**ASSIGNED TASK:** Extract every line of the material below and reproduce it faithfully.

**EXERCISE DATA:**
PR #2, opened 2016-07-22
Automatically generate a sensible extension version number

nickstenning:
This commit sets up the build to automatically generate a sensible version number and version name on the basis of:

- the latest git tag, which is assumed to reflect the version of the underlying client
- the number of commits since that tag
- whether or not the build is a 'production' build

### DIFF
--- a/tools/settings.js
+++ b/tools/settings.js
@@ -1,0 +1,54 @@
+#!/usr/bin/env node
+
+/**
+ * Outputs a JSON object representing the extension settings based on a settings
+ * file and the package environment.
+ */
+
+'use strict';
+
+const path = require('path');
+const gitDescribeSync = require('git-describe').gitDescribeSync;
+
+// Suppress (expected) EPIPE errors on STDOUT
+process.stdout.on('error', err => {
+  if (err.code === 'EPIPE') { process.exit(); }
+});
+
+/**
+ * getVersion fetches the current version from git, applying the following
+ * rules:
+ *
+ * - If buildType is 'production' and the git state is not clean, throw an error
+ * - Set the version number to X.Y.Z.W, where X.Y.Z is the last tagged release
+ *   and W is the number of commits since that release.
+ * - If the buildType is 'production', set the version name to "Official Build",
+ *   otherwise set it to a string of the form "gXXXXXXX[.dirty]" to reflect the
+ *   exact commit and state of the repository.
+ */
+function getVersion(buildType) {
+  const gitInfo = gitDescribeSync();
+
+  if (buildType === 'production' && gitInfo.dirty) {
+    throw new Error('cannot create production build with dirty git state!');
+  }
+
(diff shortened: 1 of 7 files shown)


tools/settings.js
```diff
@@ -0,0 +1,57 @@
...
+
+/**
+ * Outputs a JSON object representing the extension settings based on a settings
+ * file and the package environment.
+ */
+
+'use strict';
+
+const path = require('path');
+const gitDescribeSync = require('git-describe').gitDescribeSync;
```
robertknight: Just a thought - If we were using Node 6 this could be written as `const { gitDescribeSync } = require('git-describe');`

tools/settings.js
```diff
@@ -0,0 +1,57 @@
...
+
+// Suppress (expected) EPIPE errors on STDOUT
+process.stdout.on('error', err => {
+  if (err.code === 'EPIPE') process.exit();
```
robertknight: Nit. Code style is to always use braces around if/while/for bodies.

tools/settings.js
```diff
@@ -0,0 +1,57 @@
...
+
+  const version = `${gitInfo.semver}.${gitInfo.distance}`;
+  let versionName = 'Official Build';
+
+  if (buildType !== 'production') {
+    versionName = `${gitInfo.hash}${gitInfo.dirty ? '.dirty' : ''}`;
+  }
+
+  return {
+    version: version,
```
robertknight: I think this can just be written as `return { version, versionName }` in Node v4.

tools/settings.js
```diff
@@ -0,0 +1,57 @@
...
+ * Outputs a JSON object representing the extension settings based on a settings
+ * file and the package environment.
+ */
+
+'use strict';
+
+const path = require('path');
+const gitDescribeSync = require('git-describe').gitDescribeSync;
+
+// Suppress (expected) EPIPE errors on STDOUT
```
robertknight: Can you explain what's going on here?

nickstenning: #### `test.js`:
```javascript
console.log('foo')
console.log('bar')
```
Then:
```bash
$ node test.js | head -1
foo
events.js:141
      throw er; // Unhandled 'error' event
      ^

Error: write EPIPE
    at Object.exports._errnoException (util.js:874:11)
    at exports._exceptionWithHostPort (util.js:897:20)
    at WriteWrap.afterWrite (net.js:763:14)
```

Basically: Node decides that unlike every other major scripting language it's the programmer's job to catch the EPIPE that gets returned from the `write(2)` syscall when the output is truncated with SIGPIPE.

nickstenning: Oh and if it's not clear calling `tools/settings.js <settings_file> | cmp -s ...` in the Makefile results in this scenario.

robertknight:
LGTM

**SOLUTION:**
PR #2, opened 2016-07-22
Automatically generate a sensible extension version number

nickstenning:
This commit sets up the build to automatically generate a sensible version number and version name on the basis of:

- the latest git tag, which is assumed to reflect the version of the underlying client
- the number of commits since that tag
- whether or not the build is a 'production' build

### DIFF
--- a/tools/settings.js
+++ b/tools/settings.js
@@ -1,0 +1,54 @@
+#!/usr/bin/env node
+
+/**
+ * Outputs a JSON object representing the extension settings based on a settings
+ * file and the package environment.
+ */
+
+'use strict';
+
+const path = require('path');
+const gitDescribeSync = require('git-describe').gitDescribeSync;
+
+// Suppress (expected) EPIPE errors on STDOUT
+process.stdout.on('error', err => {
+  if (err.code === 'EPIPE') { process.exit(); }
+});
+
+/**
+ * getVersion fetches the current version from git, applying the following
+ * rules:
+ *
+ * - If buildType is 'production' and the git state is not clean, throw an error
+ * - Set the version number to X.Y.Z.W, where X.Y.Z is the last tagged release
+ *   and W is the number of commits since that release.
+ * - If the buildType is 'production', set the version name to "Official Build",
+ *   otherwise set it to a string of the form "gXXXXXXX[.dirty]" to reflect the
+ *   exact commit and state of the repository.
+ */
+function getVersion(buildType) {
+  const gitInfo = gitDescribeSync();
+
+  if (buildType === 'production' && gitInfo.dirty) {
+    throw new Error('cannot create production build with dirty git state!');
+  }
+
(diff shortened: 1 of 7 files shown)


tools/settings.js
```diff
@@ -0,0 +1,57 @@
...
+
+/**
+ * Outputs a JSON object representing the extension settings based on a settings
+ * file and the package environment.
+ */
+
+'use strict';
+
+const path = require('path');
+const gitDescribeSync = require('git-describe').gitDescribeSync;
```
robertknight: Just a thought - If we were using Node 6 this could be written as `const { gitDescribeSync } = require('git-describe');`

tools/settings.js
```diff
@@ -0,0 +1,57 @@
...
+
+// Suppress (expected) EPIPE errors on STDOUT
+process.stdout.on('error', err => {
+  if (err.code === 'EPIPE') process.exit();
```
robertknight: Nit. Code style is to always use braces around if/while/for bodies.

tools/settings.js
```diff
@@ -0,0 +1,57 @@
...
+
+  const version = `${gitInfo.semver}.${gitInfo.distance}`;
+  let versionName = 'Official Build';
+
+  if (buildType !== 'production') {
+    versionName = `${gitInfo.hash}${gitInfo.dirty ? '.dirty' : ''}`;
+  }
+
+  return {
+    version: version,
```
robertknight: I think this can just be written as `return { version, versionName }` in Node v4.

tools/settings.js
```diff
@@ -0,0 +1,57 @@
...
+ * Outputs a JSON object representing the extension settings based on a settings
+ * file and the package environment.
+ */
+
+'use strict';
+
+const path = require('path');
+const gitDescribeSync = require('git-describe').gitDescribeSync;
+
+// Suppress (expected) EPIPE errors on STDOUT
```
robertknight: Can you explain what's going on here?

nickstenning: #### `test.js`:
```javascript
console.log('foo')
console.log('bar')
```
Then:
```bash
$ node test.js | head -1
foo
events.js:141
      throw er; // Unhandled 'error' event
      ^

Error: write EPIPE
    at Object.exports._errnoException (util.js:874:11)
    at exports._exceptionWithHostPort (util.js:897:20)
    at WriteWrap.afterWrite (net.js:763:14)
```

Basically: Node decides that unlike every other major scripting language it's the programmer's job to catch the EPIPE that gets returned from the `write(2)` syscall when the output is truncated with SIGPIPE.

nickstenning: Oh and if it's not clear calling `tools/settings.js <settings_file> | cmp -s ...` in the Makefile results in this scenario.

robertknight:
LGTM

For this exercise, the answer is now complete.